La Práctica de la Humildad.

(Domingo12 de septiembre de 2021) P. Pío Vázquez.

(Introducción)

Queridos fieles:

El día de hoy, Domingo Decimosexto después de Pentecostés, la Santa Madre Iglesia vuelve una vez más a hacernos un llamado, en el Evangelio1, a la práctica de la humildad, virtud que es importantísima. En efecto, las palabras de Dios Nuestro Señor Jesucristo, con las cuales concluye el Evangelio de hoy, “porque todo el que se ensalza será humillado y el que se humilla será ensalzado”, constituyen, para nosotros, un imperioso llamamiento a ser humildes, para que podamos, algún día, ser ensalzados a la Gloria eterna del Paraíso.
Por tanto, como ya hemos hecho en otras ocasiones, queremos decir unas palabras sobre la virtud de la humildad.

(Cuerpo 1: Humildad)

Ante todo, recordemos qué es la humildad. Según San Bernardo, es “la virtud por la cual el hombre, por el conocimiento sumamente veraz de sí, se desprecia a sí mismo; o, como dice más sencillamente Santa Teresa: “La humildad es verdad”. Porque la humildad se fundamenta, ante todo, en la verdad de lo que en realidad somos: nada. Por lo cual, sin un profundo conocimiento propio, no puede haber verdadera humildad. Y así, hemos de buscar adquirir este conocimiento, principalmente en la oración —pidiéndolo a Dios—, meditando y reflexionando con frecuencia que somos nada de nosotros mismos; que, en cuanto depende de nosotros, no podemos sino hacer pecados; que somos incapaces de practicar la más mínima obra buena; que, sin la ayuda de Dios, no podemos salir del cieno de pecado ni mucho menos perseverar en la gracia hasta la muerte, etc., etc.
Y la humildad es de suma importancia para el progreso espiritual, porque ella es el cimiento o fundamento de todas las demás virtudes, en cuanto que sin ella no puede haber virtud verdadera y duradera, ya que las supuestas “virtudes”, sin humildad, son pura y llana hipocresía, una mera apariencia, una falsedad.

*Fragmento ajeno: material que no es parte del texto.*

PR #3357, opened 2015-09-02
Gpu reshape opt.

### LINKED ISSUE #3188: Opt generalize reshape(reshape(x, ...), shapes...) -> reshape(x, shapes) to the GPU.

Thrandis:
Fixes #3188

### DIFF
--- a/theano/sandbox/cuda/basic_ops.py
+++ b/theano/sandbox/cuda/basic_ops.py
@@ -2445,6 +2445,8 @@ class GpuReshape(tensor.Reshape, GpuOp):
 
     # __hash__, __eq__, __str__ come from tensor.Subtensor
     def make_node(self, x, shp):
+        x = as_cuda_ndarray_variable(x)
+        shp = tensor.as_tensor_variable(shp)
         host_reshaped = host_from_gpu(x).reshape(shp, ndim=self.ndim)
         return Apply(self, [x, shp],
                      [CudaNdarrayType(host_reshaped.broadcastable)()])
--- a/theano/sandbox/cuda/opt.py
+++ b/theano/sandbox/cuda/opt.py
@@ -944,6 +944,35 @@ def local_gpu_reshape(node):
     return False
 
 
+@local_optimizer([GpuReshape])
+def local_gpu_reshape_chain(node):
+    """
+    GuReshape(GpuReshape(shape1),shape2) -> GpuReshape(shape2)
+
+    """
+    if not tensor.opt.opt.check_chain(node, GpuReshape, GpuReshape):
+        return False
+
+    # TODO: this can permit a failing program to run by eliminating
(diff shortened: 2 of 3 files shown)


bouthilx:
@abergeron Can you please relaunch Scrutinizer?

theano/sandbox/cuda/basic_ops.py
```diff
@@ -2445,6 +2445,8 @@ class GpuReshape(tensor.Reshape, GpuOp):
 
     # __hash__, __eq__, __str__ come from tensor.Subtensor
     def make_node(self, x, shp):
+        x = as_cuda_ndarray_variable(x)
+        shp = tensor.as_tensor_variable(shp)
```
bouthilx: @abergeron Should we rather wrap x and shp inside the test? The only reason I could see for GpuReshape.make_node not being shielded against host/device variables is because GpuReshape is not in the public interface.

abergeron: This is fine like this.

theano/sandbox/cuda/opt.py
```diff
@@ -944,6 +944,35 @@ def local_gpu_reshape(node):
...
+    # but some other transformation replaced the shape by one for which this
+    # cannot be guessed.
+    # We should try to figure out why we lost the information about this
+    # constant value... but in the meantime, better not apply this
+    # optimization.
+    if rval.broadcastable == node.outputs[0].broadcastable:
+        return [rval]
+    else:
+        return False
+gpu_cut_copies.register('cut_local_gpu_reshape_chain',
```
nouiz: There is stuff not standard and missing on that registration. The good fix is to remove that manual registration and just register it with the register_opt decorator.

Also, can you add a comment in the original opt that this one exist and should probably be updated with as the first one? Another option is to refactor the first opt to be able to work on both, GpuReshape or Reshape.

bouthilx: Should we use ```register_opt(final_opt=True)```?

nouiz: This is a local optimizer. final opt are global optimizer. Also, this
should be in the equilibrium, no don't use any parameter.

On Thu, Sep 3, 2015 at 2:10 PM, Xavier Bouthillier <notifications@github.com

bouthilx: Oh ok. I though so because of this [line](https://github.com/Theano/Theano/blob/master/theano/sandbox/cuda/opt.py#L114) where it uses argument ```final_opt=True``` for local optimization function ```tensor.opt.constant_folding```.

So we should use register_opt() which registers the local optimization inside a ```EquilibriumDB``` named ```gpu_optimizer```. There is no risk that some ```GpuReshape```s are added afterward?

PR #3360, opened 2015-09-03
Add some of the default ignores back.

abergeron:


nouiz:
Can merge when travis pass

PR #5160, opened 2016-10-31
Fixed typo in config doc

hsintone:
Doc had two nan_is_error attributes. One of them should be big_is_error.


nouiz:
thanks.

jenkins test this

PR #5161, opened 2016-10-31
GpuDownsampleFactorMaxGradGrad3d in cuda (+bug?)

gvtulder:
Given #5159, I thought it might be useful to have a 3D version of `GpuDownsampleFactorMaxGradGrad` as well. While trying to build that, I discovered (what I suspect is) a bug in the existing 2D code. It assumes that there is only one maximum per region (unlike the cpu version, which correctly sums all maxima in the region).

Miraculously, the random test samples do not contain multiple maxima, so the 2D test runs correctly. If you give an input of all ones the tests will fail.

The 3D function in this patch is a straightforward copy of the 2D function, so it has the same problem. I 'fixed' this by using unique values in the tests.

The new gpuarray function in #5159 seems to implement this correctly.

### DIFF
--- a/theano/sandbox/cuda/blas.py
+++ b/theano/sandbox/cuda/blas.py
@@ -2865,3 +2865,209 @@ class GpuDownsampleFactorMaxGradGrad(GpuOp):
             }
         }
         """ % locals()
+
+
+class GpuDownsampleFactorMaxGradGrad3d(GpuOp):
+    """
+    Implement the grad of downsample with max on the gpu.
+
+    """
+    __props__ = ('ds', 'ignore_border')
+
+    def __init__(self, ds, ignore_border):
+        self.ds = tuple(ds)
+        self.ignore_border = ignore_border
+
+    def make_node(self, x, z, gx):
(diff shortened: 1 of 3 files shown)


gvtulder:
The `atomicAdd` proposed in #5157 would fix the bug, if I understand the meaning of `atomicAdd` correctly.

nouiz:
https://github.com/nouiz/Theano/tree/aam-at-gpu_pool

Is a branch with codes to add the missing class to allow registering the opt in the right order and allow the user to select them as normal.

I still need to review more this PR. Can you add the commit to this PR or allow me to push to this branch in your fork?

gvtulder:
@nouiz: You should be able to push to the branch in my fork now. (I don't exactly know what you want to do, so this seems the easiest solution.)

nouiz:
My comment was for the wrong PR, it was for: https://github.com/Theano/Theano/pull/5198

nouiz:
As I think it is included in gh-5198 for the new back-end and we don't have time to review for the old back-end, I'm closing this PR.

PR #5164, opened 2016-10-31
Fix some problems in float16.

abergeron:
This fixes a number of problems observed in float16 over the Deep Learning Tutorials.

The major points are:
 * The gemm optimizations now work on float16 inputs
 * tensor and scalar share code to cast constant values to a specific type


theano/scalar/basic.py
```diff
@@ -121,33 +122,165 @@ def as_scalar(x, name=None):
...
+        elif isinstance(x, numpy.ndarray):
+            x_ = x
+        else:
+            # Here x is probably a list or a tuple. If it contains a
+            # long, we will behave like the current NumPy version: it
+            # will work if the long fits in int64 or uint64.
+            x_ = numpy.asarray(x)
+            if x_.size == 0 and not hasattr(x, 'dtype'):
+                x_ = numpy.asarray(x, dtype=config.floatX)
+    assert type(x_) in [numpy.ndarray, numpy.memmap]
```
nouiz: Here, we are in scalar and we force an ndarray as output? The docstring tell that this work with scalar. Can you clarify the docstring to tell it will convert everything to numpy ndarray, event python and numpy scalar?

theano/tensor/basic.py
```diff
@@ -3155,11 +2998,9 @@ def mean(input, axis=None, dtype=None, op=False, keepdims=False,
...
     else:
         sum_dtype = None
-
-    # float16 overflows way too fast for sum
-    if ((sum_dtype == 'float16' or input.dtype == 'float16') and
-            acc_dtype != 'float16'):
-        sum_dtype == 'float32'
+        # float16 overflows on the cast way too often
+        if input.dtype == 'float16':
+            sum_dtype = 'float32'
```
nouiz: It would be great to have a test for this. This is easy to break and it would be better not to break it.

theano/scalar/basic.py
abergeron: If you can give me a clearer formulation, I will put it in.

However, it says that it will convert to a "properly typed numpy value".  I don't see anything that could give an impression that it behaves differently for python scalars or anything.

nouiz: ok

nouiz:
jenkins fail: http://darjeeling.iro.umontreal.ca:8080/job/Theano%20PR%20multijob/467/testReport/theano.tests/test_flake8/test_format_flake8/

I kill travis.

nouiz:
jenkins test this.

PR #5165, opened 2016-10-31
Correct blocks/threads for gpuarray CorrMM and Corr3DMM

gvtulder:
@aam-at noticed that the number of threads and the number of blocks were swapped in the kernel calls for `corr3d_gemm.c` and `corr_gemm.c`. This PR corrects this. It also adds two tests with larger inputs to check the correction. (The tests don't really take a lot of time, they are just a little bit too large.)

### DIFF
--- a/theano/gpuarray/blas.py
+++ b/theano/gpuarray/blas.py
@@ -490,7 +490,7 @@ class BaseGpuCorrMM(CGpuKernelBase, BlasOp):
 
     def c_code_cache_version(self):
         # raise this whenever modifying any of the support_code_files
-        return (0, 1)
+        return (0, 2)
 
     def c_code_helper(self, bottom, weights, top, direction, sub, height=None, width=None):
         """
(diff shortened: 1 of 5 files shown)


aam-at:
@gvtulder In large input test, It seems to me that the number of kernels `channels * width * height` must be at least `max_threads_dim ^ 2`, not `channels * height > max_threads_dim` as it is divided by the number of threads.

gvtulder:
Indeed. I fixed those comments now. (The test values were already 1024 * 1024, it was just the comment.)

nouiz:
jenkins test this

nouiz:
add to whitelist

nouiz:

(Cuerpo 2: Obras para tener Humildad)

Por tanto, hemos de esforzarnos por conseguir esta virtud, ya que —podríamos decir— nos va en ello la salvación de nuestra alma. Y así, además de meditar sobre lo dicho y pedirla en la oración, hemos de “poner manos a la obra”, realizando ciertas cosas que ayudarán mucho a que adquiramos esta virtud.
Sin pretender ser exhaustivos, nombremos algunas de esas obras:

1) El silencio. Éste es muy importante, tratándose de la humildad. Saber callar y no hablar es cosa que se nos suele dificultar bastante, pero es necesario; pues, ordinariamente, el hablar mucho, el querer acaparar la conversación o que se hable de lo que uno quiere o a uno le gusta, procede de la soberbia, del amor propio. Y, por tanto, debemos buscar formarnos la costumbre de no hablar si no somos preguntados o si no hay en ello ninguna necesidad.
Asimismo, hace mucho a la humildad el callar y no excusarnos cuando caemos en alguna falta. El querer siempre dar explicaciones, excusas, razones sobre nuestros yerros, para disminuir la mala impresión que dan, es pura y llana soberbia, ya que nuestro amor propio que no soporta se piense mal de nosotros.
Igualmente, es excelentísimo y hace crecer muchísimo en humildad callar y no defendernos cuando nos acusan, aun si somos inocentes; salvo que la gloria de Dios y mayor bien de las almas exijan lo contrario; pero, de ordinario, especialmente si se trata de cosas pequeñas o “bobas”, es mejor dejar así y no excusarnos ni defendernos.
Tampoco debemos insistir mucho en nuestras opiniones o en que la cosa se haga “sí o sí” como nosotros queremos. Y obviamente que jamás debemos alabarnos a nosotros mismos, hablar sobre nuestros logros, nuestros talentos etc., ni tampoco andar haciéndonos los humildes, hablando mal de nosotros a todo mundo.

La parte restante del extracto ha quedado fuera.